NeurIPS 2019
Sun Dec 8th through Sat the 14th, 2019 at Vancouver Convention Center

### Reviewer 1

* Update after reading Author Response * Thanks to the authors for addressing my concerns. After reading the other reviews and the author feedback, I believe the changes the authors propose to make will strengthen the paper. I believe the ideas in this paper have value and it is a positive step to establish some theoretical results in this space. I am still concerned with the clarity of the paper, especially for the broader community that might not be very familiar with the disentangled representation literature. With that in mind, I revise my score upward to 6. * Original * Overall, while the paper attempts to tackle some interesting theoretical questions, it is held back by unclear proofs, limited and inconclusive experiments, and lack of novel insight. The work here on its own does not meet the standard for publication. Below are some more specific comments. There seems to be a fundamental issue here, which is the notion that a symmetry is an action that the agent can take, rather than a geometric property of the state space. It would be helpful to clarify exactly what notion of symmetry the group actions are supposed to capture. The paragraph starting at line 112 is confusing. First, the examples of what the group action might be are a bit vague. Second, in line 117 it seems you require the group action to be the dynamics function?
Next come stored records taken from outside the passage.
PR #4017, opened 2019-02-21
Add support for Let's Encrypt through API

julsemaan:
# Description
Add API support for Let's Encrypt + a cronjob to renew the certificates

# Impacts
SSL certificates management

# Delete branch after merge
YES

# Checklist
(REQUIRED) - [yes, no or n/a]
- [later when UI is done] Document the feature
- [n/a] Add unit tests

### DIFF
--- a/addons/packages/packetfence.spec
+++ b/addons/packages/packetfence.spec
@@ -506,7 +506,6 @@ done
 %{__install} -d $RPM_BUILD_ROOT/usr/local/pf/conf/radiusd
 %{__install} -d $RPM_BUILD_ROOT/usr/local/pf/conf/ssl
 %{__install} -d $RPM_BUILD_ROOT/usr/local/pf/conf/ssl/acme-challenge
-%{__install} -D -m0644 conf/ssl/acme-challenge/success.txt $RPM_BUILD_ROOT/usr/local/pf/conf/ssl/acme-challenge/success.txt
 %{__install} -d -m2775 $RPM_BUILD_ROOT%logdir
 %{__install} -d $RPM_BUILD_ROOT/usr/local/pf/raddb/sites-enabled
 %{__install} -d -m2775 $RPM_BUILD_ROOT/usr/local/pf/var
@@ -1065,7 +1064,6 @@ fi
                         /usr/local/pf/conf/scan.conf.example
 %dir                    /usr/local/pf/conf/ssl
 %dir                    /usr/local/pf/conf/ssl/acme-challenge
-%config                 /usr/local/pf/conf/ssl/acme-challenge/success.txt
 %dir                    /usr/local/pf/conf/systemd
 %config                 /usr/local/pf/conf/systemd/*
 %config(noreplace)      /usr/local/pf/conf/switches.conf
--- a/addons/packages/packetfence.spec
+++ b/addons/packages/packetfence.spec
@@ -505,6 +505,7 @@ done
 %{__install} -d -m2770 $RPM_BUILD_ROOT/usr/local/pf/conf
 %{__install} -d $RPM_BUILD_ROOT/usr/local/pf/conf/radiusd
 %{__install} -d $RPM_BUILD_ROOT/usr/local/pf/conf/ssl
+%{__install} -d $RPM_BUILD_ROOT/usr/local/pf/conf/ssl/acme-challenge
 %{__install} -d -m2775 $RPM_BUILD_ROOT%logdir
 %{__install} -d $RPM_BUILD_ROOT/usr/local/pf/raddb/sites-enabled
 %{__install} -d -m2775 $RPM_BUILD_ROOT/usr/local/pf/var
@@ -1062,6 +1063,7 @@ fi
 %config(noreplace)      /usr/local/pf/conf/scan.conf
                         /usr/local/pf/conf/scan.conf.example
 %dir                    /usr/local/pf/conf/ssl
+%dir                    /usr/local/pf/conf/ssl/acme-challenge
 %dir                    /usr/local/pf/conf/systemd
 %config                 /usr/local/pf/conf/systemd/*
 %config(noreplace)      /usr/local/pf/conf/switches.conf
--- a/addons/packages/packetfence.spec
+++ b/addons/packages/packetfence.spec
@@ -506,6 +506,7 @@ done
 %{__install} -d $RPM_BUILD_ROOT/usr/local/pf/conf/radiusd
 %{__install} -d $RPM_BUILD_ROOT/usr/local/pf/conf/ssl
 %{__install} -d $RPM_BUILD_ROOT/usr/local/pf/conf/ssl/acme-challenge
+%{__install} -D -m0644 conf/ssl/acme-challenge/success.txt $RPM_BUILD_ROOT/usr/local/pf/conf/ssl/acme-challenge/success.txt
 %{__install} -d -m2775 $RPM_BUILD_ROOT%logdir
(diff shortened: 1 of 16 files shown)


conf/documentation.conf
```diff
@@ -1576,3 +1576,31 @@ Which changes (changing from a device class to another) should trigger internal:
 This setting is independant from trigger_on_device_class_change and allows to specify exactly which transitions should trigger internal::fingerbank_device_change. 
 Comma delimited transitions using the following format: $PREVIOUS_DEVICE_CLASS_ID->$NEW_DEVICE_CLASS_ID where $PREVIOUS_DEVICE_CLASS_ID and $NEW_DEVICE_CLASS_ID are the IDs in the Fingerbank database.
 EOT
+
+[lets_encrypt.radius]
+type=toggle
+options=enabled|disabled
+description=<<EOT
+Whether or not Let's Encrypt should be enabled for RADIUS certificate management
```
extrafu, line 1611: certificate -> certificates ? Same below.

conf/documentation.conf
```diff
@@ -1576,3 +1576,31 @@ Which changes (changing from a device class to another) should trigger internal:
...
+options=enabled|disabled
+description=<<EOT
+Whether or not Let's Encrypt should be enabled for HTTP certificate management
+EOT
+
+[lets_encrypt.live]
+type=toggle
+options=enabled|disabled
+description=<<EOT
+Whether or not Let's Encrypt should be using the live ACME API. Put to disabled only for testing since the certificates that will be issued will not be valid.
```
extrafu: Put -> Set

conf/documentation.conf
julsemaan: There is just one certificate for RADIUS unless I'm getting my grammar wrong

lib/pf/cmd/pf/renew_lets_encrypt.pm
```diff
@@ -0,0 +1,170 @@
...
+
+pf::cmd::pf::renew_lets_encrypt add documentation
+
+=head1 SYNOPSIS
+
+ pfcmd renew_lets_encrypt [http|radius|all]
+
+Renews Let's Encrypt certificates
+
+  http   | Renews the certificate for the HTTP resource if its enabled
```
extrafu: its -> it's or it is, same below

packetfence.cron.d
```diff
@@ -6,6 +6,9 @@ PATH=/usr/local/sbin:/usr/local/bin:/sbin:/bin:/usr/sbin:/usr/bin
 # Database backup and maintenance script
 30 00 * * * root /usr/local/pf/addons/database-backup-and-maintenance.sh
 
+# Renew any Let's Encrypt certificates the first of the month
+1 0 1 * * root /usr/local/pf/bin/pfcmd renew_lets_encrypt
```
extrafu, line 10: Is root necessary or could it run under pf?

julsemaan: pfcmd usually always runs as root but the code will "downgrade" to PF rights when performing the update:
https://github.com/inverse-inc/packetfence/pull/4017/files#diff-83d8609c0217f8d78d579e0b28b2295aR78

julsemaan:
Adjusted the mockup for LE
https://support.inverse.ca/~jsemaan/cert-mockup-le.html

conf/documentation.conf
julsemaan: So, final verdict, should it be certificate or certificates ?

addons/packages/packetfence.spec
```diff
@@ -505,6 +505,8 @@ done
 %{__install} -d -m2770 $RPM_BUILD_ROOT/usr/local/pf/conf
 %{__install} -d $RPM_BUILD_ROOT/usr/local/pf/conf/radiusd
 %{__install} -d $RPM_BUILD_ROOT/usr/local/pf/conf/ssl
+%{__install} -d $RPM_BUILD_ROOT/usr/local/pf/conf/ssl/acme-challenge
+%{__install} -D -m0644 conf/ssl/acme-challenge/success.txt $RPM_BUILD_ROOT/usr/local/pf/conf/ssl/acme-challenge/success.txt
```
fdurand: It looks that success.txt is missing in the code.

julsemaan: Actually forgot to remove it from the packaging since it uses a dynamic filename now

lib/pf/ssl/lets_encrypt.pm
```diff
@@ -0,0 +1,177 @@
...
+
+sub process_challenge {
+   my ($challenge) = @_;
+
+   my $logger = get_logger;
+
+   my $fname = $challenge->{token};
+   my $content = "$challenge->{token}.$challenge->{fingerprint}";
+   $logger->info("A file '$fname' with the text: $challenge->{token}.$challenge->{fingerprint} will be created for the Let's Encrypt challenge");
+   write_file("/usr/local/pf/conf/ssl/acme-challenge/$fname", $content);
```
fdurand: Use constant.

lib/pf/ssl/lets_encrypt.pm
```diff
@@ -0,0 +1,177 @@
...
+use strict;
+use warnings;
+
+use pf::file_paths qw($acme_challenge_dir);
+use pf::config qw(%Config);
+use pf::ConfigStore::Pf;
+use pf::constants qw($TRUE $FALSE);
+use pf::error qw(is_error);
+use Crypt::LE;
+use Data::Dumper;
```
fdurand: remove

lib/pf/ssl/lets_encrypt.pm
```diff
@@ -0,0 +1,177 @@
+package pf::ssl::lets_encrypt;
+
+=head1 NAME
+
+pf::ssl
```
fdurand: pf::ssl::lets_encrypt

fdurand (commented):
Just details.

fdurand:
Rebase please

docs/api/spec/components/schemas/configcertificate.yaml
```diff
@@ -53,6 +59,9 @@ ConfigCertificateReturnValue:
 
 ConfigCertificateDetails:
   properties:
+    common_name:
+      type: string
+      description: "The common name (CN) of the certificate"
```
cgx: Please use *The common name of the certificate* as you did elsewhere. Make sure to use the same string everywhere.

docs/api/spec/paths/config/certificate.yaml
```diff
@@ -21,6 +21,50 @@
...
+              $ref: '#/components/schemas/ConfigCertificateReturnValue'
+      '404':
+        $ref: '#/components/responses/NotFound'
+      '422':
+        $ref: '#/components/responses/UnprocessableEntity'
+
+/config/certificate/{certificate_id}/lets_encrypt:
+  description: pf::UnifiedApi::Controller::Config::Certificates
+  put:
+    description: Generate a CSR for a certificate resource
```
cgx: Bad copy-paste.

julsemaan:
Additional issues @cgx reported:
* perl-Crypt-LE RPM package doesn't compile when installed
* The spec declares we return whether or not let's encrypt is enabled but its not implemented

julsemaan:
Issues have been addressed except for the package which I need to fix.

Was able to replicate and its because of an autoload for windows that occurs on Linux for a reason that is still to be discovered

julsemaan:
Package perl-Crypt-LE has been fixed and is being pushed in devel right now and should be available for usage in about 15 minutes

Why should the group action on the observation at time t be equal to the observation at time t+1? A symmetry encodes a geometric constraint or property about the state space; it shouldn't be interpreted as an action applied by an agent. The statement of Theorem 1 is confusing. From your notation, it appears that world states w_i are themselves sets? How are they to be interpreted? What does it mean "using a training set T of still images"? The detailed proof in the appendix is likewise confusing. There appear to be mismatches in notation (cf line 17 in the appendix and line 122 in the main text -- are we considering the cardinality of a world W_i or a world state w_i?). The reference to shuffling the order of states along an axis also doesn't make sense -- there seems to be some major missing details here. The entire proof is difficult to evaluate since it's not at all clear what is being argued. Theorem 2: what is the significance of this result? The experimental results seem inconclusive about which approach is better, since, as the authors note, the task is so simple.

### Reviewer 2

This paper provides theoretical results showing that in order to learn disentangled representations grounded in symmetry transformations, as recently defined by Higgins et al (2018), it is necessary to have access to the actions producing observation changes. It them proposes a new model architecture that is able to exploit this information to learn symmetry based disentangled representations (SBDR). Finally, the paper demonstrates that disentangled representations improve sample efficiency for inverse model learning. The work is a first step building on the recent theoretical paper by Higgins et al (2018) that defines disentangling in terms of symmetry transformations. Hence, this work is an important step that other can build on. The submission is technically sound and provides both theoretical and empirical contributions. However, the empirical contributions are quite limited, since the authors only use one very simple dataset. I would have liked to see the approach evaluated on more challenging datasets too. Saying this, the paper is very well written and I think it makes a significant enough contribution to the field to be published in providing a proof of principle demonstration of how to address a challenging problem (learning SBDR). ---- Post author feedback ------ Thank you for your detailed feedback. I leave my score unchanged given that it was favourable to start with.